Required action >>
Repeat the records below word for word.

Record set >>
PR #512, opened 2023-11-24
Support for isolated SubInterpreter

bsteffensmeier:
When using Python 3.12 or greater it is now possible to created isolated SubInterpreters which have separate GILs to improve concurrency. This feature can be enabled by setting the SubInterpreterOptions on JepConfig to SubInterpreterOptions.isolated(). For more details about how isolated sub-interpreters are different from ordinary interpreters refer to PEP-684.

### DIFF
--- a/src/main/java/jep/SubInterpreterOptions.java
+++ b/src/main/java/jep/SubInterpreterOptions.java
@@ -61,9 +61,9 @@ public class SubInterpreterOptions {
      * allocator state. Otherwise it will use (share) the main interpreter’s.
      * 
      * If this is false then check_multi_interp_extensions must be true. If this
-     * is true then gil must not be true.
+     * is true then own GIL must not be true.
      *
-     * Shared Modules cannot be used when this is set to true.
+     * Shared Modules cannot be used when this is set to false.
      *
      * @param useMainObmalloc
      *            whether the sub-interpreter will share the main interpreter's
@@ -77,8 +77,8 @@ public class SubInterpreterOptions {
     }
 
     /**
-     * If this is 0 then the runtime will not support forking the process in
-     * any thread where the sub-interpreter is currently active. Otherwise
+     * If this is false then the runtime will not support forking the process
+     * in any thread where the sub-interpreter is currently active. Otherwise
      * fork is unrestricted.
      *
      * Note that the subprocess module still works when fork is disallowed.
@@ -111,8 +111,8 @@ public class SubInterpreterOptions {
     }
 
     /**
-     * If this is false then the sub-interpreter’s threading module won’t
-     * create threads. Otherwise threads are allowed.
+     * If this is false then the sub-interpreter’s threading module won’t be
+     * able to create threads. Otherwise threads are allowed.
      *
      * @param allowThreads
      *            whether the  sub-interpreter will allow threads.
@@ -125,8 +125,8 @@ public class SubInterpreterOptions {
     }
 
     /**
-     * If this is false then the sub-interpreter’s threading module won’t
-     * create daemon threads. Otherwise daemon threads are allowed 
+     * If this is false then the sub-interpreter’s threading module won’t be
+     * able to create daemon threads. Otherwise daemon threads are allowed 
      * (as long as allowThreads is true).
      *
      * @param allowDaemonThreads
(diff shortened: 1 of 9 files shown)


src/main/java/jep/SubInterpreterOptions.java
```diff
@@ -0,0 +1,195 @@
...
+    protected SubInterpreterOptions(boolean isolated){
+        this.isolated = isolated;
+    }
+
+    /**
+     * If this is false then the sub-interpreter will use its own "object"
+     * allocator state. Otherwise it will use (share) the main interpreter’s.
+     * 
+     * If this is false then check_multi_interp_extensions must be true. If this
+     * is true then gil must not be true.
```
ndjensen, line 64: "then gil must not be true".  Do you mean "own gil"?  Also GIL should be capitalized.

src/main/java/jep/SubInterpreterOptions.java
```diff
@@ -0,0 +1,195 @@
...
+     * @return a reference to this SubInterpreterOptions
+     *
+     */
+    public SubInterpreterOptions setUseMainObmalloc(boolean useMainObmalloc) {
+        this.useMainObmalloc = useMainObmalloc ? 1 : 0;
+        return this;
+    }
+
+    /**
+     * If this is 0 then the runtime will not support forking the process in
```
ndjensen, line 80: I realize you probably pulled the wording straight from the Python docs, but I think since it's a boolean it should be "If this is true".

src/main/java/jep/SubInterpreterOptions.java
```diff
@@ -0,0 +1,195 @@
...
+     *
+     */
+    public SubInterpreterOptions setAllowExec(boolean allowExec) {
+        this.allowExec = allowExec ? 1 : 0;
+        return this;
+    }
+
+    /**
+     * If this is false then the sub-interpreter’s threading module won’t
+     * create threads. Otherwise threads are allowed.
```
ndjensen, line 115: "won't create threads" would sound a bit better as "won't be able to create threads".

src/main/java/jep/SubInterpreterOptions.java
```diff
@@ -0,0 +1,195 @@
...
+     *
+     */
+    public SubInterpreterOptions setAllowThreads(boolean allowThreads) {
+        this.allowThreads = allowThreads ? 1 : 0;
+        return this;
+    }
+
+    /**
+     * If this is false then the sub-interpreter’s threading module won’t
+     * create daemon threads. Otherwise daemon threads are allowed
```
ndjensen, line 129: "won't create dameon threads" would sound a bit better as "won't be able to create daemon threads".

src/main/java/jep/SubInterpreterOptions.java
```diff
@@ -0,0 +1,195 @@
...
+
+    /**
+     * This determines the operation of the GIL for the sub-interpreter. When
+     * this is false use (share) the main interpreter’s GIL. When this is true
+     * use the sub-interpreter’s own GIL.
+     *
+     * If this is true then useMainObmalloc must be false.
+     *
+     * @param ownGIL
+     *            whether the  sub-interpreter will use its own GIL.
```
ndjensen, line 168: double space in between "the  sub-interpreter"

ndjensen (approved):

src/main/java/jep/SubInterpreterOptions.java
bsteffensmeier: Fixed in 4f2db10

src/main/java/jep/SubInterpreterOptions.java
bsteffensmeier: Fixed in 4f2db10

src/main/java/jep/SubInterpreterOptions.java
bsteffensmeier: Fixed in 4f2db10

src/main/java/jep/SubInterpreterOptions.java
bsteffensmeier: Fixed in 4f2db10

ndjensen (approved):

Expected answer >>
PR #512, opened 2023-11-24
Support for isolated SubInterpreter

bsteffensmeier:
When using Python 3.12 or greater it is now possible to created isolated SubInterpreters which have separate GILs to improve concurrency. This feature can be enabled by setting the SubInterpreterOptions on JepConfig to SubInterpreterOptions.isolated(). For more details about how isolated sub-interpreters are different from ordinary interpreters refer to PEP-684.

### DIFF
--- a/src/main/java/jep/SubInterpreterOptions.java
+++ b/src/main/java/jep/SubInterpreterOptions.java
@@ -61,9 +61,9 @@ public class SubInterpreterOptions {
      * allocator state. Otherwise it will use (share) the main interpreter’s.
      * 
      * If this is false then check_multi_interp_extensions must be true. If this
-     * is true then gil must not be true.
+     * is true then own GIL must not be true.
      *
-     * Shared Modules cannot be used when this is set to true.
+     * Shared Modules cannot be used when this is set to false.
      *
      * @param useMainObmalloc
      *            whether the sub-interpreter will share the main interpreter's
@@ -77,8 +77,8 @@ public class SubInterpreterOptions {
     }
 
     /**
-     * If this is 0 then the runtime will not support forking the process in
-     * any thread where the sub-interpreter is currently active. Otherwise
+     * If this is false then the runtime will not support forking the process
+     * in any thread where the sub-interpreter is currently active. Otherwise
      * fork is unrestricted.
      *
      * Note that the subprocess module still works when fork is disallowed.
@@ -111,8 +111,8 @@ public class SubInterpreterOptions {
     }
 
     /**
-     * If this is false then the sub-interpreter’s threading module won’t
-     * create threads. Otherwise threads are allowed.
+     * If this is false then the sub-interpreter’s threading module won’t be
+     * able to create threads. Otherwise threads are allowed.
      *
      * @param allowThreads
      *            whether the  sub-interpreter will allow threads.
@@ -125,8 +125,8 @@ public class SubInterpreterOptions {
     }
 
     /**
-     * If this is false then the sub-interpreter’s threading module won’t
-     * create daemon threads. Otherwise daemon threads are allowed 
+     * If this is false then the sub-interpreter’s threading module won’t be
+     * able to create daemon threads. Otherwise daemon threads are allowed 
      * (as long as allowThreads is true).
      *
      * @param allowDaemonThreads
(diff shortened: 1 of 9 files shown)


src/main/java/jep/SubInterpreterOptions.java
```diff
@@ -0,0 +1,195 @@
...
+    protected SubInterpreterOptions(boolean isolated){
+        this.isolated = isolated;
+    }
+
+    /**
+     * If this is false then the sub-interpreter will use its own "object"
+     * allocator state. Otherwise it will use (share) the main interpreter’s.
+     * 
+     * If this is false then check_multi_interp_extensions must be true. If this
+     * is true then gil must not be true.
```
ndjensen, line 64: "then gil must not be true".  Do you mean "own gil"?  Also GIL should be capitalized.

src/main/java/jep/SubInterpreterOptions.java
```diff
@@ -0,0 +1,195 @@
...
+     * @return a reference to this SubInterpreterOptions
+     *
+     */
+    public SubInterpreterOptions setUseMainObmalloc(boolean useMainObmalloc) {
+        this.useMainObmalloc = useMainObmalloc ? 1 : 0;
+        return this;
+    }
+
+    /**
+     * If this is 0 then the runtime will not support forking the process in
```
ndjensen, line 80: I realize you probably pulled the wording straight from the Python docs, but I think since it's a boolean it should be "If this is true".

src/main/java/jep/SubInterpreterOptions.java
```diff
@@ -0,0 +1,195 @@
...
+     *
+     */
+    public SubInterpreterOptions setAllowExec(boolean allowExec) {
+        this.allowExec = allowExec ? 1 : 0;
+        return this;
+    }
+
+    /**
+     * If this is false then the sub-interpreter’s threading module won’t
+     * create threads. Otherwise threads are allowed.
```
ndjensen, line 115: "won't create threads" would sound a bit better as "won't be able to create threads".

src/main/java/jep/SubInterpreterOptions.java
```diff
@@ -0,0 +1,195 @@
...
+     *
+     */
+    public SubInterpreterOptions setAllowThreads(boolean allowThreads) {
+        this.allowThreads = allowThreads ? 1 : 0;
+        return this;
+    }
+
+    /**
+     * If this is false then the sub-interpreter’s threading module won’t
+     * create daemon threads. Otherwise daemon threads are allowed
```
ndjensen, line 129: "won't create dameon threads" would sound a bit better as "won't be able to create daemon threads".

src/main/java/jep/SubInterpreterOptions.java
```diff
@@ -0,0 +1,195 @@
...
+
+    /**
+     * This determines the operation of the GIL for the sub-interpreter. When
+     * this is false use (share) the main interpreter’s GIL. When this is true
+     * use the sub-interpreter’s own GIL.
+     *
+     * If this is true then useMainObmalloc must be false.
+     *
+     * @param ownGIL
+     *            whether the  sub-interpreter will use its own GIL.
```
ndjensen, line 168: double space in between "the  sub-interpreter"

ndjensen (approved):

src/main/java/jep/SubInterpreterOptions.java
bsteffensmeier: Fixed in 4f2db10

src/main/java/jep/SubInterpreterOptions.java
bsteffensmeier: Fixed in 4f2db10

src/main/java/jep/SubInterpreterOptions.java
bsteffensmeier: Fixed in 4f2db10

src/main/java/jep/SubInterpreterOptions.java
bsteffensmeier: Fixed in 4f2db10

ndjensen (approved):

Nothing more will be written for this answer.